How to complete this task: Set out the records again, keeping every word as it is.

Records supplied:

PR #3398, opened 2023-06-09
chore(docs): update docs to React 18

joshblack:
With our move to React 18 in v36, this PR updates the docs site to use React 18. Currently, this work is targeting `main` and this could then be merged into `next-major`. However, if folks feel more confident putting it in `next-major` directly just let me know! Happy to change the base branch 👀 

### Testing & Reviewing

- This makes changes to React in our docs site so I'd appreciate any and all help testing out the deploy preview for the docs page here to make sure no regressions occur 🙏


radglob:
Glad it was only a few small changes. I think it probably makes sense to just merge this into `next-major`. I don't think there's any pressing reason for it to go into `main`, and there aren't compatibility issues there as far as I'm aware.

PR #2108, opened 2022-06-01
Basic SegmentedControl functionality

mperrotti:
Component tracking issue: https://github.com/github/primer/issues/701
Component design issue: https://github.com/github/primer/issues/761
Component React implementation issue: https://github.com/github/primer/issues/834

Implements basic `SegmentedControl` functionality. More PRs will be opened to address the `TODO` comments in these files and add the remaining functionality from the design.

[A11y design feedback](https://github.com/github/primer/issues/762) is still being worked through.

### Screenshots

Screen Shot 2022-06-01 at 6 02 16 PM
Screen Shot 2022-06-01 at 6 02 30 PM
Screen Shot 2022-06-01 at 6 02 45 PM

### Merge checklist

- [x] Added/updated tests
- [x] Added/updated documentation
- [x] Tested in Chrome
- [ ] Tested in Firefox
- [ ] Tested in Safari
- [ ] Tested in Edge

Take a look at the [What we look for in reviews](https://github.com/primer/react/blob/main/contributor-docs/CONTRIBUTING.md#what-we-look-for-in-reviews) section of the contributing guidelines for more information on how we review PRs.

PR #3410, opened 2023-06-13
Convert @primer/react to ESM, don't generate CommonJS bundle.

radglob:
Changed some configuration files to use `.cjs` extension, others to use `.mjs` extension, and remove settings to produce CommonJS bundle.

There are likely a lot more changes we could make (ex. only using `import` instead of `require` in some places) but this seems to produce an ESM bundle and continues to work correctly in a toy project.

Closes [#2108](https://github.com/github/primer/issues/2108).

### Screenshots

### Merge checklist

- [x] Added/updated tests
- [x] Tested in Chrome
- [x] Tested in Firefox
- [x] Tested in Safari
- [x] Tested in Edge


package.json
joshblack, line 1: Could we include a `"type": "module"` in `package.json` in addition to the bundle changes below?

package.json
```diff
@@ -6,29 +6,21 @@
...
+      "import": "./lib-esm/drafts/index.js"
     },
     "./deprecated": {
-      "import": "./lib-esm/deprecated/index.js",
-      "require": "./lib/deprecated/index.js"
+      "import": "./lib-esm/deprecated/index.js"
     },
     "./lib-esm/*": {
       "import": [
         "./lib-esm/*.js",
```
joshblack, line 22: I think if we add `type: module` for the `package.json` that we can remove the `"import"` for each of these and just set the value of each entrypoint to the path. Let me know if this doesn't work!

rollup.config.mjs
```diff
@@ -56,13 +56,6 @@ const input = new Set([
 ])
 
 const extensions = ['.js', '.jsx', '.ts', '.tsx']
-const ESM_ONLY = new Set([
-  '@github/combobox-nav',
-  '@github/markdown-toolbar-element',
-  '@github/paste-markdown',
-  '@github/relative-time-element',
-  '@lit-labs/react',
-])
```
joshblack, line 65: 🥳

joshblack (changes requested):
Looking great! Just left a comment for the `package.json` file itself 👀

joshblack:
@radglob just wanted to double check, I'm still not seeing `"type": "module"` in `package.json` and was curious if it's on my end or if it still needs to be added 👀

joshblack:
Closing this out due to the technical limitations mentioned in: https://github.com/primer/react/issues/3565 😞 Will make sure to use this as the base for any follow-up ESM work 🤞

PR #3416, opened 2023-06-15
Removes `label-has-for` from `ESLint` config

TylerJDev:
We seem to be utilizing the `jsx-a11y` rule `label-has-for`, even though this rule is [both deprecated and disabled](https://github.com/jsx-eslint/eslint-plugin-jsx-a11y/blob/main/docs/rules/label-has-for.md) in `jsx-a11y`. This rule is still being applied because we have it set up under "rules" within our ESLint config.

The rule that replaces `label-has-for` ([`label-has-associated-control`](https://github.com/jsx-eslint/eslint-plugin-jsx-a11y/blob/main/docs/rules/label-has-associated-control.md)) will still catch any issues that `label-has-for` would, and require less usage of eslint-disable.

### Merge checklist

- [ ] Added/updated tests
- [ ] Tested in Chrome
- [ ] Tested in Firefox
- [ ] Tested in Safari
- [ ] Tested in Edge


mperrotti (approved):

joshblack (approved):
🙌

Answer below:
PR #3398, opened 2023-06-09
chore(docs): update docs to React 18

joshblack:
With our move to React 18 in v36, this PR updates the docs site to use React 18. Currently, this work is targeting `main` and this could then be merged into `next-major`. However, if folks feel more confident putting it in `next-major` directly just let me know! Happy to change the base branch 👀 

### Testing & Reviewing

- This makes changes to React in our docs site so I'd appreciate any and all help testing out the deploy preview for the docs page here to make sure no regressions occur 🙏


radglob:
Glad it was only a few small changes. I think it probably makes sense to just merge this into `next-major`. I don't think there's any pressing reason for it to go into `main`, and there aren't compatibility issues there as far as I'm aware.

PR #2108, opened 2022-06-01
Basic SegmentedControl functionality

mperrotti:
Component tracking issue: https://github.com/github/primer/issues/701
Component design issue: https://github.com/github/primer/issues/761
Component React implementation issue: https://github.com/github/primer/issues/834

Implements basic `SegmentedControl` functionality. More PRs will be opened to address the `TODO` comments in these files and add the remaining functionality from the design.

[A11y design feedback](https://github.com/github/primer/issues/762) is still being worked through.

### Screenshots

Screen Shot 2022-06-01 at 6 02 16 PM
Screen Shot 2022-06-01 at 6 02 30 PM
Screen Shot 2022-06-01 at 6 02 45 PM

### Merge checklist

- [x] Added/updated tests
- [x] Added/updated documentation
- [x] Tested in Chrome
- [ ] Tested in Firefox
- [ ] Tested in Safari
- [ ] Tested in Edge

Take a look at the [What we look for in reviews](https://github.com/primer/react/blob/main/contributor-docs/CONTRIBUTING.md#what-we-look-for-in-reviews) section of the contributing guidelines for more information on how we review PRs.

PR #3410, opened 2023-06-13
Convert @primer/react to ESM, don't generate CommonJS bundle.

radglob:
Changed some configuration files to use `.cjs` extension, others to use `.mjs` extension, and remove settings to produce CommonJS bundle.

There are likely a lot more changes we could make (ex. only using `import` instead of `require` in some places) but this seems to produce an ESM bundle and continues to work correctly in a toy project.

Closes [#2108](https://github.com/github/primer/issues/2108).

### Screenshots

### Merge checklist

- [x] Added/updated tests
- [x] Tested in Chrome
- [x] Tested in Firefox
- [x] Tested in Safari
- [x] Tested in Edge


package.json
joshblack, line 1: Could we include a `"type": "module"` in `package.json` in addition to the bundle changes below?

package.json
```diff
@@ -6,29 +6,21 @@
...
+      "import": "./lib-esm/drafts/index.js"
     },
     "./deprecated": {
-      "import": "./lib-esm/deprecated/index.js",
-      "require": "./lib/deprecated/index.js"
+      "import": "./lib-esm/deprecated/index.js"
     },
     "./lib-esm/*": {
       "import": [
         "./lib-esm/*.js",
```
joshblack, line 22: I think if we add `type: module` for the `package.json` that we can remove the `"import"` for each of these and just set the value of each entrypoint to the path. Let me know if this doesn't work!

rollup.config.mjs
```diff
@@ -56,13 +56,6 @@ const input = new Set([
 ])
 
 const extensions = ['.js', '.jsx', '.ts', '.tsx']
-const ESM_ONLY = new Set([
-  '@github/combobox-nav',
-  '@github/markdown-toolbar-element',
-  '@github/paste-markdown',
-  '@github/relative-time-element',
-  '@lit-labs/react',
-])
```
joshblack, line 65: 🥳

joshblack (changes requested):
Looking great! Just left a comment for the `package.json` file itself 👀

joshblack:
@radglob just wanted to double check, I'm still not seeing `"type": "module"` in `package.json` and was curious if it's on my end or if it still needs to be added 👀

joshblack:
Closing this out due to the technical limitations mentioned in: https://github.com/primer/react/issues/3565 😞 Will make sure to use this as the base for any follow-up ESM work 🤞

PR #3416, opened 2023-06-15
Removes `label-has-for` from `ESLint` config

TylerJDev:
We seem to be utilizing the `jsx-a11y` rule `label-has-for`, even though this rule is [both deprecated and disabled](https://github.com/jsx-eslint/eslint-plugin-jsx-a11y/blob/main/docs/rules/label-has-for.md) in `jsx-a11y`. This rule is still being applied because we have it set up under "rules" within our ESLint config.

The rule that replaces `label-has-for` ([`label-has-associated-control`](https://github.com/jsx-eslint/eslint-plugin-jsx-a11y/blob/main/docs/rules/label-has-associated-control.md)) will still catch any issues that `label-has-for` would, and require less usage of eslint-disable.

### Merge checklist

- [ ] Added/updated tests
- [ ] Tested in Chrome
- [ ] Tested in Firefox
- [ ] Tested in Safari
- [ ] Tested in Edge


mperrotti (approved):

joshblack (approved):
🙌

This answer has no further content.